# How do you graph f(x)=(2x^2+1)/(x^3-x) using holes, vertical and horizontal asymptotes, x and y intercepts?

Jan 18, 2018

We can graph this equation using a sign chart.

#### Explanation:

First, let's identify the holes, vertical and horizontal asymptotes and x and y intercepts.

Horizontal Asymptotes
Observing the formula, we can see the degree of the denominator is higher than the numerator (The degree is the largest exponent in a polynomial). This means there will be an asymptote at $y = 0$.

Vertical Asymptotes
In order to find vertical asymptotes, we muct factor the denominator. Factoring out an $x$ from ${x}^{3} - x$, we will get $x \left({x}^{2} - 1\right)$. Equating both answers to 0 will allow us to find our asymptotes.

$x = 0$

${x}^{2} - 1 = 0$
${x}^{2} = 1$
$\sqrt{{x}^{2}} = \sqrt{1}$
$x = \pm 1$
$x \ne - 1 , 0 , 1$

$x$ can not equal any of these values as they all result in a 0 in the denominator. This will make the function undefined aka asymptotes.

Holes
Holes occur when there is a zero in both the numerator and denominator that will cancel. There are none in this formula.

X-Intercepts
To find x-intercepts, substitute 0 for $f \left(x\right)$ and solve.

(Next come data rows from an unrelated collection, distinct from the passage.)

PR #384, opened 2020-11-23
Memory sync test for buffer: write after write in the same pass

Richard-Yunchao:
PTAL. Thanks. The naming like verifyAlternativeData and expectAlternativeContents might not be very good, though. But I can't think of a better one.

### DIFF
--- a/src/webgpu/api/operation/memory_sync/buffer/buffer_sync_test.ts
+++ b/src/webgpu/api/operation/memory_sync/buffer/buffer_sync_test.ts
@@ -256,11 +256,11 @@ export class BufferSyncTest extends GPUTest {
     this.expectContents(buffer, bufferData);
   }
 
-  verifyAlternativeData(buffer: GPUBuffer, expectedValue1: number, expectedValue2: number) {
+  verifyDataMultipleValidValues(buffer: GPUBuffer, expectedValue1: number, expectedValue2: number) {
     const bufferData1 = new Uint32Array(1);
     bufferData1[0] = expectedValue1;
     const bufferData2 = new Uint32Array(1);
     bufferData2[0] = expectedValue2;
-    this.expectAlternativeContents(buffer, bufferData1, bufferData2);
+    this.expectContentsMultipleValidValues(buffer, bufferData1, bufferData2);
   }
 }
--- a/src/webgpu/api/operation/memory_sync/buffer/buffer_sync_test.ts
+++ b/src/webgpu/api/operation/memory_sync/buffer/buffer_sync_test.ts
@@ -255,4 +255,12 @@ export class BufferSyncTest extends GPUTest {
     bufferData[0] = expectedValue;
     this.expectContents(buffer, bufferData);
   }
+
+  verifyAlternativeData(buffer: GPUBuffer, expectedValue1: number, expectedValue2: number) {
+    const bufferData1 = new Uint32Array(1);
+    bufferData1[0] = expectedValue1;
+    const bufferData2 = new Uint32Array(1);
+    bufferData2[0] = expectedValue2;
+    this.expectAlternativeContents(buffer, bufferData1, bufferData2);
+  }
 }
--- a/src/webgpu/api/operation/memory_sync/buffer/buffer_sync_test.ts
+++ b/src/webgpu/api/operation/memory_sync/buffer/buffer_sync_test.ts
@@ -256,11 +256,11 @@ export class BufferSyncTest extends GPUTest {
     this.expectContents(buffer, bufferData);
   }
 
-  verifyDataMultipleValidValues(buffer: GPUBuffer, expectedValue1: number, expectedValue2: number) {
+  verifyDataTwoValidValues(buffer: GPUBuffer, expectedValue1: number, expectedValue2: number) {
     const bufferData1 = new Uint32Array(1);
     bufferData1[0] = expectedValue1;
     const bufferData2 = new Uint32Array(1);
     bufferData2[0] = expectedValue2;
-    this.expectContentsMultipleValidValues(buffer, bufferData1, bufferData2);
+    this.expectContentsTwoValidValues(buffer, bufferData1, bufferData2);
   }
 }
--- a/src/webgpu/api/operation/memory_sync/buffer/ww.spec.ts
+++ b/src/webgpu/api/operation/memory_sync/buffer/ww.spec.ts
@@ -83,16 +83,16 @@ g.test('two_draws_in_the_same_render_pass')
     a storage buffer. The second write will write 2 into the same buffer in the same pass. Expected
     data in buffer is either 1 or 2. It may use bundle in each draw.`
   )
-  .params(pbool('useBundle'))
+  .params(params().combine(pbool('firstDrawUseBundle')).combine(pbool('secondDrawUseBundle')))
   .fn(async t => {
-    const { useBundle } = t.params;
+    const { firstDrawUseBundle, secondDrawUseBundle } = t.params;
     const buffer = await t.createBufferWithValue(0);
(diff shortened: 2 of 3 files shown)


src/webgpu/gpu_test.ts
```diff
@@ -167,6 +167,33 @@ export class GPUTest extends Fixture {
...
+    );
+
+    this.eventualAsyncExpectation(async niceStack => {
+      const constructor = expected1.constructor as TypedArrayBufferViewConstructor;
+      await dst.mapAsync(GPUMapMode.READ);
+      const actual = new constructor(dst.getMappedRange());
+      const check1 = this.checkBuffer(actual.subarray(begin, end), expected1);
+      const check2 = this.checkBuffer(actual.subarray(begin, end), expected2);
+      if (check1 !== undefined && check2 !== undefined) {
+        niceStack.message = check1 + check2;
```
kainino0x, line 190: IIRC just concatenating these messages isn't going to make much sense. Maybe add an explanation (and a newline):
```suggestion
        niceStack.message = `Expected one of the following two checks to succeed:
- ${check1}
- ${check2}`;
```

src/webgpu/gpu_test.ts
```diff
@@ -167,6 +167,33 @@ export class GPUTest extends Fixture {
     });
   }
 
+  expectAlternativeContents(
```
kainino0x, line 170: expectContentsMultipleValidValues?
expectContentsNonDeterministic?

src/webgpu/api/operation/memory_sync/buffer/ww.spec.ts
```diff
@@ -83,12 +83,54 @@ g.test('two_draws_in_the_same_render_pass')
     a storage buffer. The second write will write 2 into the same buffer in the same pass. Expected
     data in buffer is either 1 or 2. It may use bundle in each draw.`
   )
-  .unimplemented();
+  .params(pbool('useBundle'))
```
kainino0x, line 86: Now that I'm looking at the implementation, I think we should test at least these three options:
- same pass, no bundle
- same pass, different bundles
- same bundle

kainino0x (approved):

src/webgpu/gpu_test.ts
```diff
@@ -187,7 +187,9 @@ export class GPUTest extends Fixture {
       const check1 = this.checkBuffer(actual.subarray(begin, end), expected1);
       const check2 = this.checkBuffer(actual.subarray(begin, end), expected2);
       if (check1 !== undefined && check2 !== undefined) {
-        niceStack.message = check1 + check2;
+        niceStack.message = <span class="x x-first x-last">`Expected one of the following two checks to succeed:</span>
+- ${check1}
+- ${check2}`;
```
Richard-Yunchao, line 192: @kainino0x , do you know why this code snippet failed to build?

src/webgpu/gpu_test.ts
Richard-Yunchao: Done. I chose the first one.

src/webgpu/api/operation/memory_sync/buffer/ww.spec.ts
Richard-Yunchao: Agreed. I was meant to test same pass, no bundle, same pass, one bundle, same pass, two separate bundles. But I wrote it wrongly. And I ignored same bundle (definitely one pass). 
Now I added all of them. Note that I separated the tests two-draws-in-the-same-bundle from the original one. I tried to merge into the same one, but it requires unless and multiple ifs, making the code logic in a mess. So I think it is better to write a standalone test for same-bundle test.

src/webgpu/gpu_test.ts
```diff
@@ -167,6 +167,35 @@ export class GPUTest extends Fixture {
     });
   }
 
+  expectContentsMultipleValidValues(
+    src: GPUBuffer,
+    expected1: TypedArrayBufferView,
```
Kangz, line 172: If anything, I think this should take a `sequence<TypedArrayBufferView>`. Maybe we could also refactor the `expectContents` to take a validator function so it's easy to build additional variations in the future.

src/webgpu/api/operation/memory_sync/buffer/buffer_sync_test.ts
```diff
@@ -255,4 +255,12 @@ export class BufferSyncTest extends GPUTest {
     bufferData[0] = expectedValue;
     this.expectContents(buffer, bufferData);
   }
+
+  verifyDataMultipleValidValues(buffer: GPUBuffer, expectedValue1: number, expectedValue2: number) {
```
Kangz, line 259: nit: this could take a `sequence<number>`

Kangz (approved):
LGTM

src/webgpu/gpu_test.ts
Richard-Yunchao: Thanks for your suggestions, Corentin. I considered about this too but didn't do this because: 1) it is somehow over-engineering. 2) actually we have two directions to expand this function: 
- expand two values to an array (or a sequence), and the expected result should fall into any value of the array. it is just like any() function. This direction is what you said. 
- expand two values to two vectors, and the expected result should be a vector whose value at any index should be either  of the two values at the same index of the two vectors. Take (R, G, B, A) as an example, if two vectors are (0, 0, 0, 0) and (255, 255, 255, 255), then there are 16 correct values like (0, 0, 0, 0), (0, 0, 0, 255), ..., (0, 255, 255, 0), ..., (255, 255, 255, 255). This is another possible expansion. If we have multiple values in the buffer, a race condition of write after write is more likely to behave in this direction. But I don't want to make the test too complicated. 

So I didn't expand this function. 

How about we keep it and expand this function to whatever we want if we do need it in future?

src/webgpu/api/operation/memory_sync/buffer/buffer_sync_test.ts
Richard-Yunchao: same reason

src/webgpu/gpu_test.ts
Kangz: While I think it is ok in this test fixture, the method I have concerns keeping the method in the harness as-is: it says 'multiple values" but only take two. In general the harness needs to be higher quality and more future proof than test code.

What we could do is do the refactor of `expectContents` to to have a version that takes a validator and make the validator check agains the two values in the fixture.

Richard-Yunchao: Yeah. I have concerns about the naming stuff too (I said about the naming problem at the very beginning). I hesitated to pick up a name like alternative, either, two, multiple, etc. Let's be clear and just say "two" valid values here. And we can expand it to multiple valid values or two mixed vectors if needed in future. I understand that the code should be future-proof but I don't think it is very clear that which direction is the future (maybe neither of them is needed). So I added a comment about it. WDYT?

src/webgpu/gpu_test.ts
kainino0x: I have no idea where the span stuff came from?? It must have been a GitHub bug.

src/webgpu/gpu_test.ts
kainino0x: The comment is inconsistent with the idea of passing a validator function, but it links to this discussion, so it's fine. I also considered suggesting passing an array here (instead of 2 values); it wouldn't really be over-engineering as it wouldn't be any more complex. However I think a validator function makes more sense in the future. A validator function pattern also works much better for texture content expectation. (I was thinking of passing a `function(x,y,z)->expected value` into expectTextureContents but a validator is more flexible.)

kainino0x (approved):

$0 = \frac{2 {x}^{2} + 1}{{x}^{3} - x}$

There are no x-intercepts as the equation above would result in imaginary numbers as answers ($\frac{i \sqrt{2}}{\sqrt{2}} , - \frac{i \sqrt{2}}{\sqrt{2}}$).

Y-Intercepts
To find y-intercepts substitute 0 for $x$ and solve.

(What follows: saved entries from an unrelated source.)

PR #386, opened 2020-11-24
Add dev server for standalone runner which compiles TS at runtime

austinEng:
- Custom http server which
  - compiles typescript sources at runtime using Babel to serve requests to `out/**/*.js`
  - crawls the filesystem to serve requests to `out/:suite/listing.js`
- Includes a ts compile and listing cache so subsequent requests don't take a long time
- Watches the filesystem to dirty the cache


dev/server
```diff
@@ -0,0 +1,4 @@
+#!/usr/bin/env node
```
Kangz, line 1: Can we have something to run that automatically like `npx grunt dev` or similar and edit the `README.md` to mention it?

dev/server.ts
```diff
@@ -0,0 +1,149 @@
...
+    const tsUrl = path.sep + relPath;
+    if (compileCache.has(tsUrl)) {
+      console.debug('Dirtying compile cache', tsUrl);
+    }
+    compileCache.delete(tsUrl);
+  }
+}
+
+// Handler to dirty the listing cache for directory changes. Also dirties
+// the compile cache for changed files.
```
Kangz, line 47: nit: I think the listing only cares about the `.spec.ts` files so we can dirty the listing only in changes of such files. Also does the listing list the tests inside each `.spec.ts` or just the list of all the `.spec.ts`? If it's the former I think we also need to dirty the listing cache on `change`.

Kangz (approved):
LGTM although I'm not too familiar with node stuff.

dev/server
austinEng: It's available at `npm run dev` - I added this to the README.md as well.

dev/server.ts
austinEng: Indeed it only cares about dirs and .spec.ts. I added a condition for that.

It doesn't care about the contents of the `.spec.ts` except for the `description`. I think we're probably okay leaving that outdated..? Updating efficiently would be more involved since compiling the listing takes seconds.

Kangz: Ah yeah if the listing only cares about the description I agree that it's not worth forcing a listing recompile that takes seconds, and the description being outdated will be a small gotcha.

Kangz:
Still LGTM

dev/server.ts
kainino0x: I was thinking about taking the description out of the listing anyway. I am pretty sure it's not needed.

README.md
```diff
@@ -75,6 +75,20 @@ npm install
...
 
+### Dev Server
+
+To start the development server, use:
+
+```sh
+npm run dev
+```
+
+Then, browse to the standalone test runner at `http://127.0.0.1:8080/standalone/`. If this port is used, the server will print what port it is using to the console.
```
kainino0x, line 86:
```suggestion
Then, browse to the standalone test runner at `http://localhost:8080/standalone/`. If port 8080 isn't available, the server will print what port it is using to the console.
```

dev/server.ts
```diff
@@ -0,0 +1,159 @@
...
+    if (compileCache.has(tsUrl)) {
+      console.debug('Dirtying compile cache', tsUrl);
+    }
+    compileCache.delete(tsUrl);
+  }
+}
+
+/**
+ * Handler to dirty the listing cache for directory changes and .spec.ts changes.
+ * Also dirties the compile cache for changed files.
```
kainino0x, line 53: Ideally would also dirty on README files being added/removed/changed.

If we remove descriptions from the listing (which I think we can), then that should leave us with no staleness problem. (We could even remove README contents from the listing, and README changes wouldn't invalidate the listing, but that's not a big deal.)

dev/server
kainino0x, line 1: Maybe `tools/dev_server`?

dev/server.ts
```diff
@@ -0,0 +1,159 @@
+import * as fs from 'fs';
```
kainino0x, line 1: And `src/common/tools/dev_server.ts`

dev/server.ts
```diff
@@ -0,0 +1,159 @@
...
+const babelConfig = {
+  ...require(path.resolve(__dirname, '../babel.config.js'))({
+    cache: () => {
+      /* not used */
+    },
+  }),
+  sourceMaps: 'inline',
+};
+
+// Caches for the generated listing file and compiled TS sources to speed up reloads.
```
kainino0x, line 26: Comment what the key is here (request path?)

dev/server.ts
```diff
@@ -0,0 +1,159 @@
...
+watcher.on('unlinkDir', dirtyListingAndCompileCache);
+watcher.on('change', dirtyCompileCache);
+
+const app = express();
+
+// Set up logging
+app.use(morgan('dev'));
+
+// Serve the standalone runner directory
+app.use('/standalone', express.static(path.resolve(srcDir, '../standalone')));
```
kainino0x, line 85: `src/**/*.ts` (or all of `src/`) should also be served statically so that source maps work.

dev/server.ts
```diff
@@ -0,0 +1,159 @@
...
+
+  if (listingCache.has(suite)) {
+    res.setHeader('Content-Type', 'application/javascript');
+    res.send(listingCache.get(suite));
+    return;
+  }
+
+  try {
+    const listing = await makeListing(path.resolve(srcDir, suite, 'listing.ts'));
+    const result = `export const listing = Promise.resolve(${JSON.stringify(
```
kainino0x, line 99: nit: Promise technically not required; gen_listings doesn't generate it. `interface ListingFile` in `file_loader.ts` allows either.

dev/server.ts
```diff
@@ -0,0 +1,159 @@
...
+      res.send(result.code);
+    } else {
+      throw new Error(`Failed compile ${tsUrl}.`);
+    }
+  } catch (err) {
+    next(err);
+  }
+});
+
+const host = '0.0.0.0';
```
kainino0x, line 139: Should serve on 127.0.0.1 (`lo` only, rather than all interfaces), at least by default.

dev/server.ts
austinEng: Any more comments Kai, or shall we land this? :)

dev/server.ts
```diff
@@ -0,0 +1,159 @@
...
+
+import * as babel from '@babel/core';
+import * as chokidar from 'chokidar';
+import * as express from 'express';
+import * as morgan from 'morgan';
+import * as portfinder from 'portfinder';
+
+import { makeListing } from '../src/common/tools/crawl.js';
+
+// Make sure that makeListing doesn't cache imported spec files.
```
kainino0x, line 13:
```suggestion
// Make sure that makeListing doesn't cache imported spec files. See crawl().
```

kainino0x (commented):
I was just reviewing it. :)

dev/server.ts
austinEng: Hm? Not sure what you mean here

austinEng: Oh, the file name, ok

dev/server.ts
austinEng: but.. why not? I believe this is the default behavior of `http-server` now and it's super nice for cross-device development.

dev/server.ts
austinEng: I'm using inline source maps which doesn't require this. I could make them not inline, but then I need to write the .map files to a tmp directory or have a cache to answer .map requests

dev/server
austinEng: Done.

dev/server.ts
austinEng: Done.

dev/server.ts
austinEng: Done.

dev/server.ts
austinEng: Done.

dev/server.ts
austinEng: Done.

dev/server.ts
kainino0x: I guess it's fine since it's part of this project so you know all you're serving up is the stuff in the project dir. Usually I default to serving locally so I don't have to worry about exposing anything (or triggering the port scraper bot on our internal network)

kainino0x (approved):

dev/server.ts
kainino0x: Ah, didn't realize. Sounds good.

$y = \frac{2 {\left(0\right)}^{2} + 1}{{\left(0\right)}^{3} - \left(0\right)}$

As the denominator equals zero the equation is undefined. Therefore there are no y-intercepts.

Sign Chart
Using the values above, also known as critical values, we will create a sign chart. We do this by sorting the critical values from least to greatest, and surrounding them with $- \propto$ and $\propto$.

We will then select a value for $x$ in between the critical numbers.

We will test the $x$ values for positivity by substituting them for $x$ in the formula and write either the positive or negative symbol in the spaces we created. I'll do $x = 10$ as an example below.
$y = \frac{2 {\left(10\right)}^{2} + 1}{{\left(10\right)}^{3} - \left(10\right)}$
$y = \frac{67}{330}$

We don't necessarily care about the value, just whether it is positive or negative. Since it is positive, we will mark a $+$ between $1$ and $\propto$. We will do this for all the values we have chosen.

We are now able to graph now that we know where the function is positive and negative and we have the asymptotes.
graph{(2x^2+1)/(x^3-x) [-10, 10, -5, 5]}
Notice how the graph is positive where we noted positive, and negative where we noted negative.